No, they hadn’t yet learned to be wary—not at all. And since they had already been weaned from their mother’s milk, they had no problem eating the sort of “Russian dog food” the girl gave them. She gave them sheep hooves. Leftovers. But they chewed them all the same, licked them all over. There was a bit of meat and gelatin left, if only a little.
“Happy?” the girl asked. “You like that?”
They looked happy.
“You like stinky crap like that?”
WE’RE HAPPY, the dogs replied. WE LIKE IT.
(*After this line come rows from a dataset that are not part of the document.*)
PR #348, opened 2016-05-26
Adds ban and kick to use context menus, closes #347

### LINKED ISSUE #347: Ban/kick entry in user context menu
Would be nice for ops to have a way to ban, kick or kickban a user from the context menu.

MaxLeiter:
menus


client/js/lounge.js
```diff
@@ -750,6 +763,18 @@ $(function() {
 		case "user":
 			$(".channel.active .users .user[data-name=" + $(this).data("data") + "]").click();
 			break;
+		case "user-ban":
+			socket.emit("input", {
+				target: chat.data("id"),
+				text: "/mode +b " + $(this).data("data")
+			});
+		// eslint-disable-next-line no-fallthrough
```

“See, I knew it,” the girl said, the pride in her words not entirely matched by the unusual stiffness and, simultaneously, the slight relaxation of her expression. “I can make you mine as easily as they can. Look at you, wagging your fucking tails. Fucking morons. Fucking shitheads. That’s Russia for you. Eating this foul-smelling mutton crap because you’ll take any nutrition you can get.”